Depois do episódio em que "defendeu o
minino", desabrido, Scolari abandonou impetuosamente a conferência de imprensa da consagração. Precisamente a consagração não sugeriria aborrecimentos nem silêncios. Bem antes euforias e folguedos, como os dos jogadores. Depois da peleja de aflitos de quarta-feira passada, o inefável Nuno Gomes enalteceu o jogo da selecção. E o entusiasta Cristiano rejubilou: "Portugal está bem!".
Ora sabemos que só no futebol isso poderia ser verdade. E não é. Sabemos que com um grupo a sério, este mínimo dos mínimos que coloca a equipa no Europeu não daria para ir do Jamor à Trafaria. Sabemos que o agasto de Scolari não era com as perguntas que legitimamente os jornalistas lhe faziam. Mas que pelo contrário enfileirava com a adrenalina de, minutos antes, quase ao cair do pano, os finlandeses terem ficado a centímetros do Suíça-Áustria com uma bola transviada rente ao poste de Ricardo.

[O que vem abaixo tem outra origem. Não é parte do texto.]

PR #4308, opened 2026-03-20
Fixed FilterChooser / QueryEngine to better handle null values and errors

jskupsik:
## Summary

* Fixed `FilterChooser` `QueryEngine` to handle null values from `Store.getValuesForFieldFilter()` without throwing — null values in `spec.values` previously crashed `renderValue()` → `formattedValue.match()`, silently killing the suggestion dropdown.
* Wrapped `QueryEngine.queryAsync()` in a try-catch that logs errors via `model.logError()` rather than letting them vanish as unhandled promise rejections.
* The 'is' pseudo-operator is now shown in the e.g. operator hints, and 'is blank' / 'is not blank' options are offered in value suggestions when a field has null values using new `getBlankOptionsForField`.
* Consolidated `getValueMatchesForField` and `getBlankOptionsForField` into a single `getMatchesForField` method. 
* Simplified `openSearching` from a two-pass approach into a single loop - see comment for explanation here.

image

image

image

## Test plan

- [x] Open Toolbox → Grids → Column Filtering
- [x] Verify FilterChooser suggestions appear when typing a field name
- [x] Verify 'is blank' / 'is not blank' suggestions appear for fields with null values
- [x] Verify typing `Field is` shows 'blank' and 'not blank' completions
- [x] Verify the e.g. operator hint includes 'is' at the end of the operator list
- [x] Open a grid column filter and verify the [blank] checkbox option appears for columns with null data
- [x] Verify no console errors during any of the above

Hoist P/R Checklist
-------------------

### DIFF
--- a/cmp/filter/impl/QueryEngine.ts
+++ b/cmp/filter/impl/QueryEngine.ts
@@ -253,10 +253,8 @@ export class QueryEngine {
             }
         });
 
-        // Blank/not-blank options for fields with null values. Both ops are always
-        // included — the 'is' pseudo-operator handles blank/not-blank as a pair, and
-        // they're useful to surface regardless of whether the user typed '=' or '!='.
-        if (spec.hasBlankValues) {
+        // Blank/not-blank options for fields with null values.
+        if (values.some(v => v == null)) {
             const blankTestFn = queryStr ? testFn : null,
                 blankEntries: Array<{label: string; op: FieldFilterOperator}> = [
                     {label: 'blank', op: '='},
--- a/cmp/filter/FilterChooserFieldSpec.ts
+++ b/cmp/filter/FilterChooserFieldSpec.ts
@@ -128,10 +128,6 @@ export class FilterChooserFieldSpec extends BaseFilterFieldSpec {
         return valueParser;
     }
 
-    get hasBlankValues(): boolean {
-        return this.values?.some(v => v == null) ?? false;
-    }
-
     loadValuesFromSource() {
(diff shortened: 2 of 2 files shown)


cmp/filter/impl/QueryEngine.ts
```diff
@@ -93,16 +98,12 @@ export class QueryEngine {
         // Suggest matching *fields* for the user to select on their way to a more targeted query.
         let ret = this.getFieldOpts(q.field);
 
-        // If a single field matches, reasonable to assume user is looking to search on it.
```
jskupsik: This change explained by CC. This hurts my head. I'd be willing to revert it and accept the old bug.

> The difference: the old code called the single-match spec twice — once with ''
>   (all values) and once with q.field (filtered values). The filtered set is always a
>    subset of all values, so the second call only produced duplicates that
>   react-select would dedup by value (which is JSON.stringify(filter)).
> 
>   However, there is a subtle difference — the old code's second pass could mark
>   options as isExact: true when a field's value happened to match the query text
>   (e.g. a "City" field with a value literally named "City"). The new code doesn't
>   produce that isExact marking for the single-match spec since it compares against
>   ''. But the old code had the same effective bug — react-select keeps the first
>   occurrence during dedup, which was the pass-1 option with isExact: false. So the
>   pass-2 exact marking was already lost.
> 
>   Net result: the behavior is equivalent. The new code just removes the redundant
>   second call. For all non-single-match specs, the behavior is identical — they only
>    ran in pass 2 before and only run in the forEach now, both with q.field.
>

PR #4334, opened 2026-04-15
Shed obsolete/unused runtime dependencies

### LINKED ISSUE #4332: Shed obsolete/unused Tier 1-2 dependencies
Audit of `package.json` surfaced several dependencies that are either unused, obsolete, or redundant with modern browser support. Grouped below in suggested order of attack — each tier gets cheaper-to-verify as you go up.

## Tier 1 — Clearly removable (no code changes or near-zero)

- **`react-transition-group`** — Zero imports in source; appears only in `package.json` / `yarn.lock` / `CHANGELOG`. Just delete.
- **`@popperjs/core`** (direct dep) — Not imported directly anywhere. Already pulled in transitively by `react-popper` and `@blueprintjs/*`. Remove from direct deps.
- **`regenerator-runtime`** — Used only in `static/polyfills.js`. With a modern TS target and evergreen-browser support, async/generator transforms no longer need the runtime. Coordinate with `@xh/hoist-dev-utils` since that package references the polyfills entry.

## Tier 2 — Small, focused changes

- **`resize-observer-polyfill`** — Single import at `utils/js/DomUtils.ts:8`. `ResizeObserver` is native in every browser Hoist supports. Drop the import and use the global.
- **`@onsenui/fastclick`** — Single import at `cmp/pinpad/PinPadModel.ts:15`. The 300ms tap delay FastClick existed to fix hasn't been a concern since ~iOS 9.3 / modern Android. Remove and smoke-test PinPad on a touch device.
- **`core-js`** — Also only in `static/polyfills.js`. Same calculus as `regenerator-runtime`; larger bundle-size impact than any other item here. Revisit whether a general ES polyfill shim is still warranted for Hoist's supported browser matrix.

## Not included here

Tier 3+ items (`react-beautiful-dnd` → `@hello-pangea/dnd`, `react-dates`, `jquery`/`golden-layout` v2, `codemirror` 6) are real migrations and should get their own tickets. See audit discussion for context.

lbwexler:
Closes #4332.

Removes six direct dependencies that are no longer needed given Hoist's modern browser matrix and existing transitive deps.

## Reasoning per removal

| Dependency | Where it was used | Why it's safe to drop |
|---|---|---|
| `react-transition-group` | Nowhere — zero source imports. Only appeared in `package.json` / `yarn.lock`. | Dead entry. `react-select` pulls its own copy transitively for any code that actually needs CSS transition hooks. |
| `@popperjs/core` (direct dep) | Not imported directly anywhere. | Still pulled in transitively by `react-popper` and `@blueprintjs/*`, so Popper-using components keep working — we just stop double-declaring it. |
| `regenerator-runtime` | Only referenced by `static/polyfills.js`. | A TS target of ES2017+ and Babel's modern preset don't emit regenerator calls anymore, so the runtime shim is inert. Removing it saves a small bundle chunk and an import most apps never need. |
| `resize-observer-polyfill` | Single import at `utils/js/DomUtils.ts`. | `ResizeObserver` ships natively in every browser Hoist's matrix supports (Chrome/Edge/Firefox/Safari all shipped it by 2020). The polyfill is dead weight — swap in the global. |
| `@onsenui/fastclick` | Single import at `cmp/pinpad/PinPadModel.ts`, attached on mount to work around the legacy 300ms touch-click delay. | That delay was fixed at the platform level by iOS 9.3 / Chrome for Android ~2016 once viewports declared `width=device-width`. Modern mobile browsers fire `click` immediately; FastClick now does nothing useful and can actually interfere with synthetic events. The attach logic (and its ref plumbing) goes with it. |
| `core-js` | Only referenced by `static/polyfills.js` (and pinned in `resolutions`). | General ES polyfill shim for older browsers. Hoist's supported matrix is evergreen — the language features `core-js` ships are all native. Biggest bundle-size win in this set. |

## Knock-on cleanup

* `PinPadModel` no longer owns a ref to attach FastClick on mount. The ref + `composeRefs` machinery in both `desktop/cmp/pinpad/impl/PinPad.ts` and `mobile/cmp/pinpad/impl/PinPad.ts` is simplified accordingly.
* `static/polyfills.js` is kept as a no-op because `@xh/hoist-dev-utils` wires it in as a webpack entry point for every app bundle; removing the file would force a coordinated dev-utils release. Its README entry is updated to reflect the new state.
* `core-js` removed from `resolutions` as well.

## Test plan

- [ ] `yarn install` / `yarn build` cleanly across a consuming app (Toolbox)
- [ ] Smoke test Toolbox desktop + mobile, including the PinPad example on a touch device
- [ ] Verify `ResizeObserver`-driven components (e.g. grid autosize, layout utilities) still behave correctly
- [ ] Confirm Popper-using components (e.g. tooltips, popovers) still render — transitive `@popperjs/core` should resolve via `react-popper`


TomTirapani:
Looks good, but I have some concerns - my recollection is that despite being unnecessary for _modern_ browsers, `FastClick` and `ResizeObserver` are required for the (frankly ancient) webkit versions shipping in some of our clients' secure mobile browsers. I don't know offhand the mobile story at all of our clients... if they are all using modern browsers, this should be good to go 👍 :)

lbwexler:
Thanks for flagging these concerns tom.

- Re: Fast Click, its only a potential performance enhancement to pinpad -- which is only used in 1 client apreak p at the moment, and we think not running on any legacy mobile browsers at this point anyway.    Risk is low, because it would not even break a legacy browser, just slightly degrade it.

- Re: ResizeObserver.  We think we are fine there as well,  but will test carefully without it on "Blackberry Access" browser which is still used in a few of our client apps.   If neccessary we will add it back in on that app alone.  Our understanding from Claude,  however, is that ag-Grid already relies on native ResizeObserver.  This is good evidence that we should be fine.
-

É evidente que Portugal pode perfeitamente não se apurar para um campeonato de futebol, qualquer que ele seja, sem que daí venha mal ao mundo. Tem-se apurado nos últimos anos e nem por isso vivemos num país (mais) decente. O problema é a arrogância dos multimilionários gestores de emoções que caprichosamente entendem que um povo inteiro lhes fica devedor por eles fazerem o seu trabalho, nem que indigentemente, como desta e doutras vezes.
Deve haver explicações para a campanha triste da selecção portuguesa de futebol num dos menos prestigiantes grupos de apuramento para o Euro 2008. Mas se os jogadores rejubilam em seco e o seleccionador se enfuna em cheio, ficaremos sem o saber, embora suspeitemos.
Enfim,
¿Por qué te callas?, como bem diria a Luiz Felipe Scolari outro mal-educado, neste caso rei de Espanha.